▶ ACTION ITEM:
For this exercise, write out exactly the lines from the line containing "davidlehn: Might want" through the last line of the records, and no other lines.

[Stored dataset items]
◆ ◆ ◆ ◆ ◆
PR #1133, opened 2018-11-01
Pull request for redirect to new vocabulary

lodewijk81:
Hi, 

Thanks for reviewing my redirect file.

Best wishes,
Lodewijk

### DIFF
--- a/pnv/.htaccess
+++ b/pnv/.htaccess
@@ -17,7 +17,7 @@ RewriteCond %{HTTP_ACCEPT} application/xhtml\+xml [OR]
 RewriteCond %{HTTP_ACCEPT} text/\* [OR]
 RewriteCond %{HTTP_ACCEPT} \*/\* [OR]
 RewriteCond %{HTTP_USER_AGENT} ^Mozilla/.*
-RewriteRule ^pnv$ http://www.lodewijkpetram.nl/vocab/pnv/  [R=303,NE,L]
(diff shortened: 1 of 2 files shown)


pnv/.htaccess
```diff
@@ -0,0 +1,26 @@
...
+RewriteEngine on
+
+#Rewrite rules for pnv vocabulary 
+RewriteCond %{HTTP_ACCEPT} !application/rdf\+xml.*(text/html|application/xhtml\+xml|text/\*|\*/\*)
+RewriteCond %{HTTP_ACCEPT} text/html [OR]
+RewriteCond %{HTTP_ACCEPT} application/xhtml\+xml [OR]
+RewriteCond %{HTTP_ACCEPT} text/\* [OR]
+RewriteCond %{HTTP_ACCEPT} \*/\* [OR]
+RewriteCond %{HTTP_USER_AGENT} ^Mozilla/.*
+RewriteRule ^pnv$ http://www.lodewijkpetram.nl/vocab/pnv/pnv.ttl  [R=303,NE,L]
```
davidlehn: These rules are relative to the current directory so would result in `https://w3id.org/pnv/pnv`.  You probably mean to use `^$`.

lodewijk81: Yes, you're right. I updated the .htaccess.

Sorry for the extra work,
Lodewijk

PR #1156, opened 2018-11-19
zora actions ontology

Fspiga13:


zoraActions/.htaccess
```diff
@@ -0,0 +1,5 @@
+Header set Access-Control-Allow-Origin *
+Options +FollowSymLinks
+RewriteEngine on
+RewriteRule ^$ https://github.com/Fspiga13/zoraActionsOntology [R=302,L]
+RewriteRule ^(.+)$ https://github.com/Fspiga13/zoraActionsOntology/$1 [R=302,L]
```
davidlehn: Did you mean to point to the raw content?  The above will go to the github UI for a resource.

Fspiga13: Yes, I think it's better to point to the raw content.

dgarijo: Then please update your PR and we'll merge it :)

PR #1165, opened 2018-11-25
added SSL certificates in .htaccess

ilin-t:


dgarijo:
hello @ilin-t,
I do not understand very well what you are trying to achieve with this change. w3id is https, but your URL is http. What do you gain by forcing everyone to be http? Isn't that the behavior by default?

ilin-t:
Hello Daniel,

I have the issue that is addressed in Issue #1063. With this change i tried
to tackle the issue, and add the required certificates so i can open the
resources via URL in Protege.

dgarijo:
I will merge the request to see if it works, but I don't think it will, as you still go from https to http. I have been wanting to research that issue for a while but got no time. Please let me know if this resolves it.

ilin-t:
Unfortunately, it didn't.

dgarijo:
Actually, this change broke it even more, because all URLs come from https and does not redirect. I am going to revert it

ilin-t:
Yeah, i saw, i made a new request with the old rules.

dgarijo:
Ok, now it doesn't load in protege, but redirects fine. This issue is very annoying. I addressed it in the past by doing my own content negotiation (if You do a CURL command, you can download the ontology and open it in Protege)  curl -sH  "accept:application/rdf+xml"  https://w3id.org/ontopbm-aquatic -L

ilin-t:
Yes, that is one way.  You can also open the ontology by entering the url
after the redirect in protege.

PR #1168, opened 2018-11-26
Update .htaccess

fpc-rescuer:


fpc-rescuer:
We would like to update the permanent links in htaccess file.

PR #1170, opened 2018-11-27
changed to github.io

muddymudskipper:


muddymudskipper:
changed /music-circle location to github.io

PR #1174, opened 2018-11-29
update htaccess

ncarboni:
updated and corrected version of htaccess


davidlehn:
It's kind of odd checking if user agent accepts html then returning pdf.

PR #1178, opened 2018-12-01
RC (Result-Context) ODP

iesnaola:


dgarijo:
@iesnaola,
why not use the URLs you have in your github pages instead of raw.githubusercontent ones?
For instance https://iesnaola.github.io/RC/ontology/ontology.ttl instead of https://raw.githubusercontent.com/iesnaola/RC/master/ontology/ontology.ttl

iesnaola:
That would certainly simplify the URLs. Thanks for the suggestion

PR #1193, opened 2018-12-12
Added Podchaser redirect (pc namespace)

bslinger:
To be used as an XML namespace for the additions to the RSS podcast spec used by podchaser.com


bslinger:
Thankyou!

PR #1196, opened 2018-12-17
music-circle: changed .n3 to .nt

muddymudskipper:


muddymudskipper:
comment should be: 
"music-circle: changed .n3 _to_ .nt"

PR #1204, opened 2018-12-21
The redirection for yxl works and korkut ontology has been created

bosforox:
Please pull my changes to add my ontology uri on your repo


dgarijo:
Glad it helped!

PR #1205, opened 2018-12-21
updated htaccess

ncarboni:
completely anew. should fix everything and be more readable.
Thanks for spotting the error on the last one!

### DIFF
--- a/sari/.htaccess
+++ b/sari/.htaccess
@@ -9,15 +9,15 @@ RewriteCond %{HTTP_ACCEPT} !application/rdf\+xml.*(text/html|application/xhtml\+
 RewriteCond %{HTTP_ACCEPT} text/html [OR]
 RewriteCond %{HTTP_ACCEPT} application/xhtml\+xml [OR]
 RewriteCond %{HTTP_USER_AGENT} ^Mozilla/.*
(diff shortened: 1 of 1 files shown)


sari/.htaccess
```diff
@@ -1,23 +1,20 @@
...
+# In case of accept header <text/turtle>
+RewriteCond %{HTTP_ACCEPT} ^.*text/turtle.* 
+RewriteRule ^$ https://schema.swissartresearch.net/ontology/sari.ttl [R=303,NE,L]
 
-# Rewrite rule to serve RDF/XML content if requested
-RewriteCond %{HTTP_ACCEPT} application/rdf\+xml [OR]
-RewriteCond %{HTTP_ACCEPT} application/owl\+xml
-RewriteRule ^$ https://swissartresearch.net/ontology/sari.rdfs.xml [R=303,L]
+# If suffix ttl, redirect to turtle version
+RewriteRule ^sari.ttl$ https://schema.swissartresearch.net/ontology/sari.ttl [R=302,NE,L]
```
dgarijo: Here are you expecting https://w3id.org/sari/sari.ttl?
Or https://w3id.org/sari.ttl ? Because you are specifying the former

PR #1215, opened 2019-01-07
update htaccess for ttl

ncarboni:
should be fine now

### DIFF
--- a/sari/.htaccess
+++ b/sari/.htaccess
@@ -11,10 +11,10 @@ RewriteCond %{HTTP_ACCEPT} ^.*text/turtle.*
 RewriteRule ^$ https://schema.swissartresearch.net/ontology/sari.ttl [R=303,NE,L]
 
 # If suffix ttl, redirect to turtle version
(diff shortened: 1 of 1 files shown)


sari/.htaccess
```diff
@@ -1,23 +1,20 @@
...
 
-# Rewrite rule to serve RDF/XML content if requested
-RewriteCond %{HTTP_ACCEPT} application/rdf\+xml [OR]
-RewriteCond %{HTTP_ACCEPT} application/owl\+xml
-RewriteRule ^$ https://swissartresearch.net/ontology/sari.rdfs.xml [R=303,L]
+# If suffix ttl, redirect to turtle version
+RewriteRule ^$ https://schema.swissartresearch.net/ontology/sari.ttl [R=302,NE,L]
 
+# If suffix html, redirect to html version
+RewriteRule ^$ https://schema.swissartresearch.net/ontology/index.html [R=302,NE,L]
```
dgarijo: You are redirecting to html and ttl with the same rule here, these are contradictory

ncarboni: right. forgot about the RewriteCond

PR #1229, opened 2019-01-18
Update .htaccess

angelosalatino:
Updated with another link.


davidlehn:
You might consider just replacing all the rules in that file with one wildcard redirect.

PR #1233, opened 2019-01-23
IP change

firmao:
please update


davidlehn:
If your IP will change often you should consider changing to a hostname and manage the IP mapping with a DNS provider.

PR #1248, opened 2019-02-10
Update .htaccess

cgueret:
Added cgueret to http://cgueret.github.io/


davidlehn:
You could use https, and the entry was *almost* in order, but no big deal.

PR #1250, opened 2019-02-12
Changed domain of OMG

AnnaWagner:
Before making changes, I copied the current status of the htaccess page. Now only the domains should be different.

Thanks!


davidlehn:
Please resolve the conflicts.

PR #1252, opened 2019-02-13
Add rewrite rules for /fair

tkuhn:


tkuhn:
This should have been two pull requests, one for /fair and one for /np. I didn't expect them to get merged by GitHub. I hope that's not a problem.

PR #1256, opened 2019-02-20
Add version specific redirects.

IC-Standards:


dgarijo:
Could you please add a short description for all these w3ids you are creating in your existing w3id file?
Is the same maintainer associated with all of them?
Thanks in advance!

IC-Standards:
Yes all of the files are maintained by the group I chair. The descriptions are harder there is comment code in the htaccess file but the actual what is at the destination is mainly reserved for the people we choose to share with. All the new URLs are behind a password protected wall so regular people can't get there anyway.


Did that help?


________________________________

dgarijo:
I understand. However, I see redirections that are not yet completed, e.g., 
RewriteRule ^DED/?$   [NE,NC,R=302,L]
does not redirect to anything?
As far as I know, so far we haven't allowed reserving w3ids. @davidlehn, thoughts?

davidlehn:
I'm not even sure what it does without a target.  I'm guessing it doesn't just break the file?  If so, you get to keep both pieces. ;-)  It would be better to add rules that do something rather than placeholders, but if you need to do it in your own file, that's fine.  Reserving top level ids is another matter.

I'll also note that the "Suffix" comments don't match up with these new "file", "repo", etc rules.  No big deal I guess, just confusing.

IC-Standards:
Sigh the without a target ones are ones that I do need to fix but can't do that right away, assuming they don't break the file none of our users should have been given them yet. I noticed those after I did the pull request.  And the comments don't deal with the "new" file and repo have to update the XSL that generates the .htaccess to fix those. Hopefully next commit with have both those updates.


If neither of those break things it would be great if this could be merged since the working URLs are ones that are blocking some of the users. The pre file/repo goes to sharepoint and the sharepoint admin has not been updating the pages to have the new content. File and repo get users to the content while we wait for sharepoint to work.


________________________________

PR #1259, opened 2019-02-25
Add rewrite rules for maturity_indicator under /fair

tkuhn:


fair/.htaccess
```diff
@@ -4,7 +4,9 @@ RewriteEngine on
 
 RewriteRule ^$ https://www.go-fair.org/ [R=302,L]
 
-RewriteRule ^metrics/(.*)$ https://github.com/FAIRMetrics/Metrics/#$1 [R=302,NE,L]
+RewriteRule ^maturity_indicator/$ https://github.com/FAIRMetrics/Metrics [R=302,L]
```
davidlehn: Might want to use `^maturity_indicator/?$` if you want the trailing `/` to be optional.

tkuhn: Right, thanks for pointing that out! I might do that for the next version of the rewrite rules.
◆ ◆ ◆ ◆ ◆
▶ SOLUTION TO THIS EXERCISE:
davidlehn: Might want to use `^maturity_indicator/?$` if you want the trailing `/` to be optional.

tkuhn: Right, thanks for pointing that out! I might do that for the next version of the rewrite rules.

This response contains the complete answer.